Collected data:
Issue #5035, opened 2019-07-10
Deemphasize SAVEPOINT retries in code samples


rmloveland:
Richard Loveland (rmloveland) commented:

This issue is to handle the "update all the code samples" portion of #4810.  (PR #4996 will address #4810 at a prose/pseudocode level.)

List of samples that need updating is below.  This may need to be broken down into sub-lists for prioritization.  According to our website analytics, the highest page views are for Go, Java, Python, and Node.js, followed at some distance by the rest.

- [x] Go (GORM)
  - [x] insecure (https://github.com/cockroachdb/docs/pull/5084)
  - [x] secure (#5163)

- [x] Go (pq) (N/A since we provide a lib to handle retries)
- [x] Java (JDBC)
  - [x] insecure (#5088)
  - [x] secure (#5172)

- [x] Java (Hibernate)
  - [x] insecure (#5537)
  - [x] secure (#5537)

- [x] Python (psycopg2)
  - [x] insecure (https://github.com/cockroachdb/docs/pull/5085)
  - [x] secure (#5173)
- [X] Python (SQLAlchemy) (N/A since we provide a SQLAlchemy adapter to handle retries)

- [x] Node.js (pg)
- [ ] Node.js (sequelize)
- [ ] Ruby (pg)
- [ ] Ruby (ActiveRecord)
- [ ] C++
- [ ] C#
- [ ] Clojure
- [ ] PHP
- [ ] Rust

Jira Issue: DOC-290

PR #5049, opened 2019-07-15
Update GORM insecure example with app retry loop

rmloveland:
... and update the surrounding descriptive text to match the new code.

Addresses #5035.

### DIFF
--- a/_includes/v19.1/app/insecure/gorm-sample.go
+++ b/_includes/v19.1/app/insecure/gorm-sample.go
@@ -1,0 +1,126 @@
+package main
+
+import (
+	"fmt"
+	"log"
+	"math"
+	"math/rand"
+	"time"
+
+	// Import GORM-related packages.
+	"github.com/jinzhu/gorm"
+	_ "github.com/jinzhu/gorm/dialects/postgres"
+)
+
+// Account is our model, which corresponds to the "accounts" database table.
+type Account struct {
+	ID      int `gorm:"primary_key"`
+	Balance int
+}
+
+func main() {
+	// Connect to the "bank" database as the "maxroach" user.
+	const addr = "postgresql://maxroach@localhost:26257/bank?sslmode=disable"
+	db, err := gorm.Open("postgres", addr)
+	if err != nil {
+		log.Fatal(err)
+	}
+	defer db.Close()
+
+	db.LogMode(false)
+
+	// Automatically create the "accounts" table based on the Account
+	// model.
+	db.AutoMigrate(&Account{})
+
+	// Insert two rows into the "accounts" table.
+	db.Create(&Account{ID: 1, Balance: 1000})
+	db.Create(&Account{ID: 2, Balance: 250})
+
+	printBalances(db)
+
+	// Transfer funds between accounts. To handle any possible
+	// transaction retry errors, we add a retry loop with exponential
+	// backoff to the transfer logic (see below).
+
+	var maxRetries = 3
+	var amount = 100
+
+	var fromAccount Account
+	var toAccount Account
+
+	db.First(&fromAccount, 1)
+	db.First(&toAccount, 2)
+
+retryLoop:
+	for retries := 0; retries <= maxRetries; retries++ {
+
+		if retries == maxRetries {
+			fmt.Errorf("hit max of %d retries, aborting", retries)
+			break retryLoop
+		}
+
+		err := transferFunds(db, fromAccount, toAccount, amount)
+
+		if err != nil {
+			// If there's an error, we try again after sleeping an
+			// increased amount of time, a.k.a. exponential backoff.
+			fmt.Println("error: ", err)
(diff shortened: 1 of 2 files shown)


rmloveland:
@bdarnell this is a first crack at some actual code.  Was hoping you'd take a look and validate the general approach.  I am not at all sure this is "the right way" to do this in Go!

Notably, GORM apparently does not expose PG error codes (according to a GH issue linked in the code sample), but if you know a way to get at them I'd love to have that check in the sample.  Right now it just retries on any type of GORM DB error running the "transfer funds" query.

bdarnell:
The one thing I'd want to see is to print the error with `%T` in addition to `%v` to see what type it is. If the underlying error is a `pq.Error`, you could cast it and get the error code that way. From the log in pastebin, it's not obviously wrapped in a way that would prevent that.

And as a last resort, we could always look for the string `restart transaction:`. That would be a little ugly but better than nothing.

rmloveland:
> The one thing I'd want to see is to print the error with %T in addition to %v to see what type it is. If the underlying error is a pq.Error, you could cast it and get the error code that way. From the log in pastebin, it's not obviously wrapped in a way that would prevent that.

That does appear to be the case.  I'll try that approach, thanks.

~~~ go
if err := db.Exec("SELECT crdb_internal.force_retry('1s':::INTERVAL)").Error; err != nil {
	fmt.Printf("db.Error type: %T \n", err)
	// prints "db.Error type: *pq.Error"
}
~~~

_includes/v19.1/app/insecure/gorm-sample.go
```diff
@@ -0,0 +1,126 @@
...
+		err := fmt.Errorf("account %d balance %d is lower than transfer amount %d", fromAccount.ID, fromAccount.Balance, amount)
+		return err
+	}
+
+	// We would like to check for the 40001 error code below, but it
+	// isn't clear how to get at it from GORM. According to
+	// https://github.com/jinzhu/gorm/issues/17, GORM does not expose
+	// the PG error codes. Therefore, we retry on any error.
+
+	db.Exec("BEGIN")
```
bdarnell: Transaction statements like BEGIN are special and can't be executed on a plain `DB` object. You have to use `txn := db.Begin()` and do the rest of the statements on `txn` instead of `db` (and similarly for the `Commit` and `Rollback` methods).

rmloveland: > Transaction statements like BEGIN are special and can't be executed on a plain DB object. You have to use txn := db.Begin() and do the rest of the statements on txn instead of db (and similarly for the Commit and Rollback methods).

I tried changing everything to use `txn := db.Begin()` and `txn.Foo()` everywhere, but the code no longer works in that I could no longer see the explicit `BEGIN` etc. statements being passed to the DB, nor could I cast the Error object and get the return code.  I pasted the code and output to https://pastebin.com/ELtLu5yk

rmloveland:
> It looks like you forgot to push your new changes.

Weird, I thought I force-pushed everything the other day.

OK, just tried again a few times and it worked in the terminal but the web page for this PR is not updating, nor is a new docs build kicking off AFAICT.  Possible Github bug?

``` shell
$ date
Wed Jul 24 13:51:00 2019
$ git push --verbose --force origin 20190710-moar-savepoint-reduction 
Pushing to git@github.com:cockroachdb/docs
To github.com:cockroachdb/docs
 = [up to date]        20190710-moar-savepoint-reduction -> 20190710-moar-savepoint-reduction
updating local tracking ref 'refs/remotes/origin/20190710-moar-savepoint-reduction'
Everything up-to-date
```

_includes/v19.1/app/insecure/gorm-sample.go
bdarnell: `db.Exec("BEGIN")` will work as long as you only have one thread, but it's not safe with multiple threads because of the way connection pools work (unless gorm's connection pool is significantly different from `database/sql`'s). So we do need to get to the bottom of this.

It looks like you are successfully casting the error to `pq.Error`; if that was failing you'd get a panic.

rmloveland:
Still now accepting pushes -- Closing in favor of #5084.  That PR should have all of the updates based on your feedback (minus the `txn := db.Begin()` recommendations, which I still haven't figured out how to get working - details in pastebin in previous comment).

_includes/v19.1/app/insecure/gorm-sample.go
rmloveland: > db.Exec("BEGIN") will work as long as you only have one thread, but it's not safe with multiple threads because of the way connection pools work (unless gorm's connection pool is significantly different from database/sql's). So we do need to get to the bottom of this.

OK.  I'll revise to use `txn = db.Begin()` and friends and see if I can find the incantations it wants to make it work with retry errors.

How to complete this task: Working through the entries above, copy every line in which "some" is found.

Answer space:
List of samples that need updating is below.  This may need to be broken down into sub-lists for prioritization.  According to our website analytics, the highest page views are for Go, Java, Python, and Node.js, followed at some distance by the rest.
@bdarnell this is a first crack at some actual code.  Was hoping you'd take a look and validate the general approach.  I am not at all sure this is "the right way" to do this in Go!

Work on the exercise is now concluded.